# Which credit cards to keep



## Me Linda (Jan 26, 2017)

Can I use my Walmart, sears , sams club or Home Depot cards in Mexico stores ? Can't seem to find any up to date info on line . Moving there full time so I will close cards I can't use there .Thanks 4 your help !


----------



## horseshoe846 (Feb 8, 2017)

You can not use any of the US based variants you mention in Mexico. All of those Mexican firms have their own Mexican cards - which can be difficult to acquire (based on length of residency). US Bank cards are honored at all of the places you mention - but in some cases you will pay a mark-up for using the card. Places like Costco - say - have a 'cash' price, which is the same as using the Costco Mexico credit card price - but if you use your US based Bank card you will pay a premium (to Costco).

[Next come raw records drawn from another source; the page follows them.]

PR #476, opened 2020-12-23
Prevents click jacking

LucaGallinari:
Actually, there is no protection against click-jacking. Given the nature of the platform (credentials, credit cards informations ecc) i think that this should be the default behavior.
What do you think?

Doc reference: https://developer.mozilla.org/en-US/docs/Web/HTTP/Headers/X-Frame-Options

### DIFF
--- a/public/.htaccess
+++ b/public/.htaccess
@@ -66,3 +66,8 @@ DirectoryIndex index.php
         # RedirectTemp cannot be used instead
     </IfModule>
 </IfModule>
+
+<IfModule mod_headers.c>
+    # Prevent clickjacking
+    Header set X-Frame-Options SAMEORIGIN
+</IfModule>


FDiskas:
I love this. But this is not good for everyone. There is for example dedicated product review page and this can be embedded for some advertisements or landing pages. This will prevent that.

LucaGallinari:
I know @FDiskas , but i think Sylius should (i don't know if they always already do that) follow the security by default approach.

lchrusciel (approved):
Hey Luca, 

your opinion + OWASP recommendation are more than enough for me to be for merging of this PR (ref. https://cheatsheetseries.owasp.org/cheatsheets/Clickjacking_Defense_Cheat_Sheet.html)

Zales0123 (approved):

pamil (approved):

pamil:
Thanks, Luca! :tada:

PR #505, opened 2021-02-04
Remove composer.lock from .gitignore

### LINKED ISSUE #503: composer.lock should be removed from .gitignore
Hi all,

I would strongly advise to remove composer.lock from .gitignore

pamil:
Fixes #503.

### DIFF
--- a/.gitignore
+++ b/.gitignore
@@ -17,7 +17,6 @@
 /docker/mysql/data/
 
 ###> symfony/framework-bundle ###
-/composer.lock
 /.env.*.local
 /.env.local
 /.env.local.php


lchrusciel:
I would like to challenge one thing. The problem that I have with the existence of the `composer.lock` in the repo is that it will be used at the end application to build an app and may be used to build dependencies in CI. Also, this composer.lock may differ depending on env, PHP version, etc. Which versions should be used in the repo? Lowest? How will we ensure that? I'm afraid, we may provide stale dependencies to the end-users. Perhaps we should add this line to the `.gitignore` as a step of Sylius installation (even onliner in documentation seems to be a better solution, or preferably script of composer/sylius install)

pamil:
@lchrusciel the current issue with `composer.lock` being ignored is that new projects aren't set up to commit `composer.lock` in them (so that they have to remove that line from `.gitignore`). We shouldn't commit any `composer.lock` to this repository to prevent the issues you've mentioned.

I'll add a step in GitHub Actions to fail if `composer.lock` is committed to the repository.

blankcheck:
Hi guys, maybe I am missing something,

BUT, having composer.lock in .gitignore (for sylius-standard) actually means that after installation, we have to verify that everything works and remove it from .gitignore.
Verifying can be simple, but also it can be complex if we want to check every aspect of application - why not share that between other users of sylius - if we all have same versions than we have same potential errors.

IMHO, having exact same versions of everything for official releases is a MUST since nobody can guaranty sem-ver rules being respected across so many plugins and libraries being used...

Better stale than sorry...

PR #536, opened 2021-04-01
Dockerfile and docker-compose update for php version 7.4

arti0090:


Dockerfile
```diff
@@ -76,9 +75,9 @@ WORKDIR /srv/sylius
 ARG APP_ENV=prod
 
 # prevent the reinstallation of vendors at every changes in the source code
-COPY composer.json composer.lock symfony.lock ./
```
lchrusciel, line 79: are you sure this should be removed?

arti0090: The composer.lock file is not needed anymore (since composer v2 as i remember?). The composer is creating it when building containers and modify directory on your machine (the composer.lock is created). I might be wrong with my thinking and the composer.lock file might be needed to prevent reinstalation.
When I checked manualy I made some changes in code of application, and run `docker-compose build` and the composer was running from cache ( no reinstallation of vendors happened).

arti0090: If somebody with docker experience is looking here please give an opinion, I am still learning docker 😄

arti0090:
I am looking for some suggestions for this PR:
1. As I find out the quay.io is now private repositories thats why I deleted it. Is this an OK thing?
2. I have changed some lines for nginx to resolve automatically the IP's of containers. Still in my opinion there is an issue that (in my case) I need to wait for about 10minutes for nginx to work properly (otherwise I have 502 bad gateway error). Any solutions?

Any other suggestions are really appreciated 😄

Dockerfile
olimination: According to the composer docs here: https://getcomposer.org/doc/01-basic-usage.md#installing-with-composer-lock it is a good practice to commit your project's composer.lock file to version control. Also it makes sense to copy this file to Docker's context during image build, because composer then don't need to resolve the latest versions of a dependency but simply grabs the locked version of a dependency in the composer.lock file. This also ensures that you have a controlled Docker image build. Else it may happen that some dependencies changes during your Docker image build process which results in another behaviour.

So with the composer.lock file you can have controlled way of updating your dependencies, without it each `composer install` execution may install some other versions of a dependency which may produce some error in your application.

As far as I see this Sylius-Standard repo also does not include such a composer.lock file, so you need to make sure that you have run composer install (or composer create-project...) before you build a Docker image, else the Docker image build will fail with the message that "the composer.lock file does not exist...".

cristi-contiu: Just a small question here, how would you run `composer install` if you rely on the PHP & Composer provided by the Docker image (which, as you said, will fail to built on first run b/c there is no `composer.lock`)?

olimination: I would run it during local development, test the application and commit it to the repository. The CI/CD pipeline then simply uses the lock file for installing the dependencies, executing all the needed tests and finally builds the Docker image. It actually also depends how you would like to use the Docker container. I would strictly make here a separation between a "local development flow with Docker" and the Docker image build for a Production environment. The Docker image build for the Production environment should actually IMHO be built based on the lock file, else you can't be sure which dependency version finally get installed for your application. Also you should use the same PHP and composer version throughout the whole process in dev and Prod build.

If you would use the Docker image only or also for your local development flow then you really don't need to copy the lock file because then it is ok to simply have the composer.json and execute the composer install. But also there you should then commit the generated lock file to the repository to lock down/snapshot your current dependency version graph which works with your current application version.

docker-compose.yml
```diff
@@ -46,11 +42,7 @@ services:
     build:
       context: .
       target: sylius_nodejs
-      cache_from:
-        - quay.io/sylius/php:latest
-        - quay.io/sylius/nodejs:latest
-        - quay.io/sylius/nginx:latest
-    image: quay.io/sylius/nodejs:latest
+    image: nodejs:latest
```
tonicospinelli, line 45: `nodejs` not is available image, the correct is `node`

tonicospinelli:
@arti0090 using docker I faced this prolonged response too. It's probably around php-fpm, the Nginx wait for it. Because of that you getting a Bad Gateway.

tonicospinelli:
I'm trying to help with these little changes at: https://github.com/arti0090/Sylius-Standard/pull/1

Dockerfile
arti0090: thanks @ilimination for your review comment, unfortunately I don't think that composer.lock file can be left. As in Sylius there are is a matrix of version supported (like php 7.4 or 8.0 and different mysql's) and leaving composer lock might interfere with it. Speaking about splitting prod and dev in two - well te bo honest I struggle with my experience at the moment to make it right 😄 .

cristi-contiu: A fix for being able to build the Docker image before `composer install` (without an `composer.lock` file) was proposed here: https://github.com/Sylius/Sylius-Standard/pull/559

arti0090:
@tonicospinelli I was making some investigations about nginx 502 error. It looks like the php container was working too slow, or being precise - nginx and php were starting at the same time but php was than starting doctrine scripts and also building assets. When it finished the nginx was able to show Sylius page with no trouble.

Dockerfile
cristi-contiu: Including `composer.lock` in the Sylius-Standard repo might indeed interfere with the various PHP versions, but only providing instructions to Docker to COPY your own `composer.lock` file once it's initialized should not interfere.

arti0090: I have added the line from #559 into the PR. Credits to you @tarnawski , hope this won't be a problem to use your code here? 😄

docker-compose.yml
arti0090: I have changed any nodejs to node in files.

Dockerfile
tarnawski: A more proper way will be merge https://github.com/Sylius/Sylius-Standard/pull/559 and then rebase your changes to be aline with the master, but as is a small improvement - take it as yours :wink:

gdarquie:
I can not wait to see this PR published, thanks @arti0090 and all reviewers ;-)

lchrusciel (approved):

docker-compose.yml
```diff
@@ -42,15 +43,16 @@ services:
...
-        - quay.io/sylius/php:latest
-        - quay.io/sylius/nodejs:latest
-        - quay.io/sylius/nginx:latest
-    image: quay.io/sylius/nodejs:latest
+      target: sylius_node
+      # Quay does not work, should be replaced in future with f.e. ghcr.io
+      # cache_from:
+      #   - quay.io/sylius/php:latest
+      #   - quay.io/sylius/nodejs:latest
+      #   - quay.io/sylius/nginx:latest
```
lchrusciel, line 54: Commented config (unless left for reference for users) should be removed - as it is just a dead "code"

lchrusciel (approved):

lchrusciel:
Thank you, @arti0090! :tada:

lchrusciel:
Hey folks! Thanks for this amount of interest in Sylius docker - I hope we will be able to forge a better, more sustainable docker image for Sylius with you. Changes from this PR will be release in about ~2 weeks, until then you will have to use dev-master to take advantage of it.

3kynox:
Hello, could it be simply updated to PHP8, as Sylius 1.10 brings it? Any love to Kubernetes as well could be planned / provided?

tonicospinelli:
@lchrusciel I add some adjusts to increase the development experience over docker. Take a look on #568 when you have time 🤗

vasilvestre:
> Hello, could it be simply updated to PHP8, as Sylius 1.10 brings it? Any love to Kubernetes as well could be planned/provided?

I would like PHP 8 too, maybe we could create two tags: PHP 7.4 and 8.0 ?
So people could pick the version they need

docker/nginx/conf.d/default.conf
```diff
@@ -1,14 +1,17 @@
...
         try_files $uri /index.php$is_args$args;
     }
 
     location ~ ^/index\.php(/|$) {
-        # Comment the next line and uncomment the next to enable dynamic resolution (incompatible with Kubernetes)
-        fastcgi_pass php:9000;
+        resolver 127.0.0.11 valid=10s ipv6=off;
+        set $backendfpm "php:9000";
+        fastcgi_pass $backendfpm;
+        # Comment the next line and uncomment the next to enable dynamic resolution (incompatible with Kubernetes);
```
vasilvestre, line 14: Aren't they inversed ?

vasilvestre:
I would really love to get it.. there's more and more issue about this. Please release the tags

vasilvestre:
> Hey folks! Thanks for this amount of interest in Sylius docker - I hope we will be able to forge a better, more sustainable docker image for Sylius with you. Changes from this PR will be release in about ~2 weeks, until then you will have to use dev-master to take advantage of it.

I would really love to get it.. there's more and more issue about this. Please release the tags

PR #541, opened 2021-04-22
Switch to PHP 7.4 only

pamil:


lchrusciel (approved):

composer.json
```diff
@@ -17,10 +17,11 @@
         }
     ],
     "require": {
-        "php": "^7.3",
+        "php": "^7.4",
         "friendsofsymfony/oauth-server-bundle": ">2.0.0-alpha.0 ^2.0@dev",
         "sylius/paypal-plugin": "^1.1",
         "sylius/sylius": "~1.10.0@dev",
+        "sylius/admin-api-bundle": "^1.10",
```
lchrusciel, line 24: But do we really want to have it preinstalled?

pamil: No, I'll remove it in the next PR (with all the related config). I just wanted the build to pass cause it's currently failing.

PR #567, opened 2021-06-01
Fix Doctrine config

pamil:
It breaks the application when DoctrineBundle v2.4.0+ is used. See https://github.com/doctrine/DoctrineBundle/pull/1356.


GSadee:
Thank you, Kamil! :tada:

PR #580, opened 2021-06-21
Disable auth for LiipImagineBundle controllers

mbabker:
Ref: https://twitter.com/mbabker/status/1405962888792231939?s=21 and https://github.com/liip/LiipImagineBundle/pull/1383

Most apps don't need authenticated user info when resolving images, so we can sanely disable the security authentication for these routes.


lchrusciel (approved):

lchrusciel:
Thanks, Michael! :tada:

PR #605, opened 2021-08-31
Update php, nodejs and nginx in Dockerfile

4c0n:
Updating the default versions in the Dockerfile.

The composer dependencies listed by Sylius standard no longer support PHP 7.3 and the NodeJS + nginx versions are heavily outdated.

Upgrading NodeJS even further can be done, but requires a lot more work as the front end dependencies are also pretty outdated. So I'd suggest doing it in a separate PR or development cycle.

Please don't just tag this and leave it hanging, currently the Docker setup is unusable because of this.
Perhaps we should add a step to the github actions workflow to check and confirm that the container images can actually be built, or even better build them and use them in the workflow. What do you think about that?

If/when you cancel your US retail credit cards be sure to ask them to purge your data. There have been too many instances (Target) where someone hacks your info.


----------



## circle110 (Jul 20, 2009)

I'll second what horseshoe846 says. I know because I tried at first... no go.


----------



## TundraGreen (Jul 15, 2010)

I could be wrong, but my recollection is that the US Costco card I had when I first came to Mexico worked at Costco Mexico. It was 10 years ago now, and my memory was never very good, but that is what I remember. I seem to recall renewing it once then I let it drop since I wasn't using Costco much at all.


----------



## RVGRINGO (May 16, 2007)

The Costco membership card is honored. Credit cards are a different story, as discussed above, and always subject to change.


----------



## perropedorro (Mar 19, 2016)

Me Linda said:


> Can I use my Walmart, sears , sams club or Home Depot cards in Mexico stores ? Can't seem to find any up to date info on line . Moving there full time so I will close cards I can't use there .Thanks 4 your help !

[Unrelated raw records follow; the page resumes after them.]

PR #616, opened 2021-10-21
Remove deprecated whitespace from tag filter

4c0n:
This removes the deprecation warning about the whitespace when running Behat.


Fabiomad85:
Also in 1.10 the problem persists

Zales0123:
Thank you, @4c0n! 🏅

Issue #614, opened 2021-10-15
composer.lock is missing


nfacciolo:
Sylius version : 1.10

during docker installation at Step `Step 16/31 : COPY composer.json composer.lock symfony.lock ./
`
`Error : COPY failed: file not found in build context or excluded by .dockerignore: stat composer.lock: file does not exist`

And indeed, in the root project, there is no composer.lock.

Ferror:
Fixed

Issue #606, opened 2021-09-03
Installation with Docker failed: composer.lock not found


kniziol:
### Introduction

Cannot install Sylius with Docker as mentioned on the https://sylius.com/download page:

```bash
git clone https://github.com/Sylius/Sylius-Standard.git
cd Sylius-Standard
docker-compose --version
docker-compose pull --ignore-pull-failures || true
docker-compose build --pull
docker-compose up -d
docker-compose exec php bin/console sylius:fixtures:load --no-interaction
open http://localhost/
```

### TL;DR

Command `docker-compose build —pull` failed, because `"/composer.lock" not found`. Details below.

### 1st issue

```bash
$ docker-compose pull --ignore-pull-failures || true
Pulling mysql   ... done
Pulling php     ... error
Pulling nodejs  ... error
Pulling nginx   ... error
Pulling mailhog ... done

ERROR: for php  unauthorized: access to the requested resource is not authorized

ERROR: for nodejs  unauthorized: access to the requested resource is not authorized

ERROR: for nginx  unauthorized: access to the requested resource is not authorized
ERROR: unauthorized: access to the requested resource is not authorized
unauthorized: access to the requested resource is not authorized
unauthorized: access to the requested resource is not authorized
```

### 2nd issue

```bash
$ docker-compose build --pull
mysql uses an image, skipping
mailhog uses an image, skipping
Building php
[+] Building 6.1s (19/30)

# ...

 => CACHED [sylius_php  8/20] WORKDIR /srv/sylius                                                                                                                                               0.0s
 => ERROR [sylius_php  9/20] COPY composer.json composer.lock symfony.lock ./                                                                                                                   0.0s
------
 > importing cache manifest from quay.io/sylius/nodejs:latest:
------
------
 > importing cache manifest from quay.io/sylius/nginx:latest:
------
------
 > [sylius_php  9/20] COPY composer.json composer.lock symfony.lock ./:
------
failed to compute cache key: "/composer.lock" not found: not found
ERROR: Service 'php' failed to build : Build failed
```

### Versions

```bash
$ docker --version
Docker version 20.10.8, build 3967b7d

$ docker-compose --version
docker-compose version 1.29.2, build 5becea4c
```

Tlecomte13:
### Solution 

You have to remove the composer.lock in the .gitignore and add this same file in the branch

kniziol:
[...]

Issue #596, opened 2021-07-23
Can't build docker


moezkorkmaz:
PHP version needed >=7.4
Actual PHP version in container 7.3

christopheblin:
A little more details : changing the version from 7.3 to 7.4 is not enough to have the docker build succeed

    #6 24.15 configure: error: unrecognized options: --with-jpeg-dir, --with-png-dir, --with-webp-dir, --with-freetype-dir

have a look to https://github.com/docker-library/php/issues/912 to solve this 

    docker-php-ext-configure gd --with-jpeg --with-webp --with-freetype

but then another error ...

    #6 25.78 configure: error: unrecognized options: --with-libzip

have a look to https://github.com/laradock/laradock/issues/2453#issue-544213537

    docker-php-ext-configure zip

then, I remove composer.lock since it is not part of the git (it should work only with composer.json anyway)

    COPY composer.json symfony.lock ./

But then it fails on composer install (I removed --no-suggest)

```
=> ERROR [sylius_php 10/20] RUN set -eux;  composer install --prefer-dist --no-autoloader --no-scripts --no-progress;  composer clear-ca  16.9s
------                                                                                                                                           
 > [sylius_php 10/20] RUN set -eux;     composer install --prefer-dist --no-autoloader --no-scripts --no-progress;      composer clear-cache:    
#15 0.329 + composer install --prefer-dist --no-autoloader --no-scripts --no-progress                                                            
#15 0.564 No composer.lock file present. Updating dependencies to latest instead of installing from lock file. See https://getcomposer.org/install for more information.                                                                                                                          
#15 0.565 Loading composer repositories with package information                                                                                 
#15 3.697 Updating dependencies
#15 16.70 Killed
```

I tried

    # https://getcomposer.org/doc/03-cli.md#composer-memory-limit
    ENV COMPOSER_MEMORY_LIMIT=-1

But the same error occurs -> I'm out of ideas ...

christopheblin:
A bit more porgress thanks to https://stackoverflow.com/a/50770267/1545567

Increasing the Docker desktop RAM to 3Go now results in successfull build for sylius_php and sylius_nginx

I'll make a PR

vasilvestre:
Duplicate of https://github.com/Sylius/Sylius-Standard/issues/437 ?

lchrusciel:
Hey folks, can you test #605? If it will solve your issue, I can release a new version of Sylius-Standard

[...]

PR #622, opened 2021-11-14
Fix container build missing composer.lock

Dragnucs:
Do not copy non existent composer.lock. The image build correctly without this file anyways.

Related issues: #596, #606, #614.

### DIFF
--- a/Dockerfile
+++ b/Dockerfile
@@ -76,7 +76,7 @@ WORKDIR /srv/sylius
 ARG APP_ENV=prod
 
 # prevent the reinstallation of vendors at every changes in the source code
-COPY composer.json composer.lock symfony.lock ./
+COPY composer.json symfony.lock ./
 RUN set -eux; \
 	composer install --prefer-dist --no-autoloader --no-scripts --no-progress; \
 	composer clear-cache


coldic3:
Hi, I faced up the same problem. I'm not sure we should get rid of this part. The main idea behind copying `composer.lock` is to guarantee consistent package versions. Without it, every single build will cause a potentially unintended silent composer update. Silent because the lock file won't change but the vendor will and it will be very confusing and hard to detect in real projects.

Look at the [Dockerfile in API Platform template](https://github.com/api-platform/api-platform/blob/ac68010c818bde422b97a7044b8df04176e970a4/api/Dockerfile#L84) where's the same `COPY` but the difference is that `composer.lock` is in the repository.

Another way I see is to copy `composer.lock` only if the file exists. Unfortunately, it is possible only by some workarounds like using wildcards. Wildcard character set expression seems to me to be the safest option. What do you think to just replace `composer.lock` with `compose[r].lock` or something like that? It solves our problem without any side effects probably.

lchrusciel (approved):

lchrusciel:
Hey @Dragnucs, thanks a lot for proposal. 

Kevin, thanks for checking it up and making research. Keeping composer.lock is no go for us right now, as we are supporting different stacks and it would require different locks for different versions. We may consider providing lock file for docker only if it can be do effort-free during release. Can you confirm, that this fix the main issue?

lchrusciel:
Oh, this is already fixed on master branch. Can you check it?

vasilvestre:
On master, COPY instruction now use "composer.*" instead of "composer.json composer.lock". I've tried to build master minutes ago and it went just fine.

coldic3:
Yeah, the solution with `composer.*` fixes the main issue :) However, it's worth mentioning it copies all the files starting with "composer." so it's good only as far as `composer.json` and `composer.lock` are the only files with "composer." prefix in the root directory.

Zales0123:
Already fixed in https://github.com/Sylius/Sylius-Standard/pull/625, thank you, everyone, for the discussion and your contribution! 🎉 🚀

eradionov:
Was it really fixed?
Still occurs for me

PR #1404, opened 2018-05-09
Remove OS_ACTIVITY_MODE from Objective-C example scheme

1ec5:
Rolled back part of #188 that set the `OS_ACTIVITY_MODE` flag when running the example application. This flag was only needed in older Xcode versions to suppress console spew, but it also suppresses legitimate logging from the SDK and its dependencies.

This flag has already been removed from the Swift example application’s scheme as of #1063.

/cc @bsudekum @JThramer


1ec5:
One of the build bots [failed](https://www.bitrise.io/build/1c7e5719f45abeb6) on `testDownloadingSameImageWhileInProgressAddsCallbacksWithoutAddingAnotherRequest`.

Probably not, and that's from experience re: Home Depot. They'll offer you a Mexican version of such but don't take it, or any other Mexican CC which have rapacious terms and interest rates. Stick with a US credit card that has a 0% foreign transaction fee and get an account at a Mexican bank that offers a no fee debit card. That's all you should need. As far as Costco membership, your U.S. card is good in Mexico, and vise-versa. Mexican membership fees are about half as much as in the U.S.


----------